## ACTIVITY
Search the entries below for the string "with" and copy the lines that hold it.

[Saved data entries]
PR #62, opened 2020-11-16
ActivePowerCompensation: added option

PerninGuillaume:
### For the integration tests:
 As the integration tests **launch** and **special_characters** were affected by this PR, I have modified config_special_characters.json to add the line "ActivePowerCompensation": "P". Before the PR the default behavior was having the ActivePowerCompensation equal to P, thus, the outputIIDM of the test special_characters does not need to be changed.

For the test config_launch I have not added the line "ActivePowerCompensation": "P", thus I had to change the outputIIDM to make the test pass. However, to not erase what the launch test previously tested, I have added another test  **launch_P**  that has the same outputIIDM as had the test launch.


sources/Inputs/include/Configuration.h
```diff
@@ -116,16 +116,31 @@ class Configuration {
...
+  bool useInfiniteReactiveLimits_ = false;                                          ///< infinite reactive limits
+  bool isPSTRegulationOn_ = true;                                                   ///< PST regulation on
+  bool isSVCRegulationOn_ = true;                                                   ///< SVC regulation on
+  bool isShuntRegulationOn_ = true;                                                 ///< Shunt regulation on
+  bool isAutomaticSlackBusOn_ = true;                                               ///< automatic slack bus on
+  bool useVSCAsGenerators_ = false;                                                 ///< VSC considered as generators
+  bool useLCCAsLoads_ = false;                                                      ///< LCC are considered as generators
+  std::string outputDir_ = boost::filesystem::current_path().generic_string();      ///< Directory for output files
+  double dsoVoltageLevel_ = 45.0;                                                   ///< Minimum voltage level of the load to be taken into account
+  ActivePowerCompensation activePowerCompensation = ActivePowerCompensation::PMAX;  ///< Type of active power compensation
```
lecourtoisflo, line 143: private members have the suffix '_'

sources/Inputs/include/Configuration.h
```diff
@@ -116,16 +116,31 @@ class Configuration {
     return dsoVoltageLevel_;
   }
 
+  /**
+   * @brief type of active power compensation for generator
+   */
+  enum class ActivePowerCompensation { P, TARGET_P, PMAX };
```
lecourtoisflo, line 122: Each possible value should be commented

sources/Inputs/src/Configuration.cpp
```diff
@@ -41,6 +42,28 @@ updateValue(T& value, const boost::property_tree::ptree& tree, const std::string
...
+  std::map<std::string, Configuration::ActivePowerCompensation> enumResolver = {{"P", Configuration::ActivePowerCompensation::P},
+                                                                                {"targetP", Configuration::ActivePowerCompensation::TARGET_P},
+                                                                                {"PMax", Configuration::ActivePowerCompensation::PMAX}};
+  std::string apcString;
+  helper::updateValue(apcString, tree, "ActivePowerCompensation");
+  auto it = enumResolver.find(apcString);
+  if (it != enumResolver.end()) {
+    activePowerCompensation = it->second;
+  } else if (!apcString.empty()) {
+    //LOG(warn) << MESS(BadActivePowerCompensation) << LOG_ENDL; //This doesn't work, I think it always expect args
```
lecourtoisflo, line 63: It should be this way instead of raw string comment for warn logs. I guess that MESS macro doesn't support having no argument so this is why you uses raw string. Maybe use a message like:
"ActivePowerCompensation was given with the unsupported value %1%. Supported values are: PMAX, P or targetP. Default value PMAX will be used"

sources/Outputs/include/Par.h
```diff
@@ -102,7 +108,7 @@ class Par {
    *
    * @returns nullptr if the generator use a SignalN model, the parameter set if not
    */
-  static boost::shared_ptr<parameters::ParametersSet> writeGenerator(const algo::GeneratorDefinition& def, const std::string& basename,
+  boost::shared_ptr<parameters::ParametersSet> writeGenerator(const algo::GeneratorDefinition& def, const std::string& basename,
```
lecourtoisflo, line 111: Keep the methods static and put the active power compensation in argument. The rational behind the 'static' pattern was to only use the required member to build the part of the file, allowing to better understand which part is using which data.

sources/Outputs/src/Par.cpp
```diff
@@ -157,7 +169,18 @@ Par::writeGenerator(const algo::GeneratorDefinition& def, const std::string& bas
...
 
-  set->addReference(helper::buildReference("generator_PNom", "p_pu", "DOUBLE"));
+  switch (def_.activePowerCompensation) {
+  case dfl::inputs::Configuration::ActivePowerCompensation::P:
+    set->addReference(helper::buildReference("generator_PNom", "p_pu", "DOUBLE"));
+    break;
+  case dfl::inputs::Configuration::ActivePowerCompensation::TARGET_P:
+    set->addReference(helper::buildReference("generator_PNom", "targetP_pu", "DOUBLE"));
+    break;
+  case dfl::inputs::Configuration::ActivePowerCompensation::PMAX:
```
lecourtoisflo, line 179: Add a comment or do nothing case for default, to explain that ther is no default case by definition of the enum.

sources/Outputs/src/Par.cpp
```diff
@@ -81,7 +81,19 @@ Par::updateSignalNGenerator(boost::shared_ptr<parameters::ParametersSet> set) {
...
-  set->addReference(helper::buildReference("generator_PNom", "p_pu", "DOUBLE"));
+
+  switch (def_.activePowerCompensation) {
+  case dfl::inputs::Configuration::ActivePowerCompensation::P:
+    set->addReference(helper::buildReference("generator_PNom", "p_pu", "DOUBLE"));
+    break;
+  case dfl::inputs::Configuration::ActivePowerCompensation::TARGET_P:
+    set->addReference(helper::buildReference("generator_PNom", "targetP_pu", "DOUBLE"));
+    break;
+  case dfl::inputs::Configuration::ActivePowerCompensation::PMAX:
```
lecourtoisflo, line 92: Add a comment or do nothing case for default, to explain that ther is no default case by definition of the enum.

sources/Inputs/include/Configuration.h
lecourtoisflo, line 143: Was this default value discussed ? It seems that the code before behaves with P instead of PMAX.

lecourtoisflo (changes requested):

sources/Inputs/src/Configuration.cpp
```diff
@@ -41,6 +42,28 @@ updateValue(T& value, const boost::property_tree::ptree& tree, const std::string
     value = value_opt->get_value<T>();
   }
 }
+
+/**
+ * @brief Helper function to update the active power compensation parameter
```
rosiereflo, line 47: Please specify here that if the value is incorrect then the value is not updated

sources/Inputs/src/Configuration.cpp
```diff
@@ -41,6 +42,28 @@ updateValue(T& value, const boost::property_tree::ptree& tree, const std::string
...
+                                                                                {"targetP", Configuration::ActivePowerCompensation::TARGET_P},
+                                                                                {"PMax", Configuration::ActivePowerCompensation::PMAX}};
+  std::string apcString;
+  helper::updateValue(apcString, tree, "ActivePowerCompensation");
+  auto it = enumResolver.find(apcString);
+  if (it != enumResolver.end()) {
+    activePowerCompensation = it->second;
+  } else if (!apcString.empty()) {
+    //LOG(warn) << MESS(BadActivePowerCompensation) << LOG_ENDL; //This doesn't work, I think it always expect args
+    LOG(warn) << "The ActivePowerCompensation parameter was wrongly entered in the config file, the different possibility are : PMAX, P or targetP. The default value of PMAX will be used." << LOG_ENDL;
```
rosiereflo, line 64: What if this option is not in the config and that we want to use the default value?

sources/Inputs/include/Configuration.h
PerninGuillaume: @marcochiaramello Any ideas on what the comments would look like for P, TARGET_P and PMAX ?

rosiereflo (changes requested):

sources/Inputs/src/Configuration.cpp
PerninGuillaume: This is what the test !apcString.empty() check. If the option is not in the config the string won't be updated by helper::updateValue.
It may not be very clear, if you want me to change it or add a comment, please say so.

lecourtoisflo: helper::updateValue does not update the value if it doesn't exist, resulting in an empty string if the config is not given. Since the default configuration is set as a default value for the member, it will be OK.

sources/Outputs/src/Par.cpp
PerninGuillaume: Do you want me to factorize the case ?

lecourtoisflo: No, juste the info for the default case. It is a good practice to help maintenability and automatic verification by tools

sources/Inputs/include/Configuration.h
PerninGuillaume: The default value has been agreed upon before on mail

lecourtoisflo (changes requested):
TODO to do

tests/algo/TestAlgo.cpp
```diff
@@ -254,7 +252,9 @@ TEST(Loads, base) {
   nodes[4]->loads.emplace_back("05");
 
   dfl::algo::LoadDefinitionAlgorithm::Loads loads;
-  dfl::algo::LoadDefinitionAlgorithm algo(loads, config.getDsoVoltageLevel());
+  //TODO remove config.json
```
lecourtoisflo, line 255: Comment to remove

lecourtoisflo (changes requested):

sources/Inputs/src/Configuration.cpp
```diff
@@ -41,6 +42,28 @@ updateValue(T& value, const boost::property_tree::ptree& tree, const std::string
     value = value_opt->get_value<T>();
   }
 }
+
+/**
+ * @brief Helper function to update the active power compensation parameter, if the value of ActivePowerCompensation
+ * is not one of the three available, then the default value is used
```
rosiereflo, line 48: Please specify that activePowerCompensation is not set when the parameter is not found (the default value used only because it as set to this value before this method).

rosiereflo (changes requested):

sources/Inputs/include/Configuration.h
marcochiaramello: Something like:
P -> active power mismatch compensation proportional to active power injection P
TARGET_P -> active power mismatch compensation proportional to targetP
PMAX -> active power mismatch compensation proportional to generator maximal active power PMax

@cossartque any opinion on this?
Thanks

marcochiaramello: let's go for this then

sources/Inputs/src/Configuration.cpp
PerninGuillaume: Should I also put in the comment that the default value is used because it was set beforehand ?

rosiereflo (approved):

marcochiaramello (approved):

lecourtoisflo (approved):

cossartque (approved):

## EXERCISE OUTPUT
"ActivePowerCompensation was given with the unsupported value %1%. Supported values are: PMAX, P or targetP. Default value PMAX will be used"
lecourtoisflo, line 143: Was this default value discussed ? It seems that the code before behaves with P instead of PMAX.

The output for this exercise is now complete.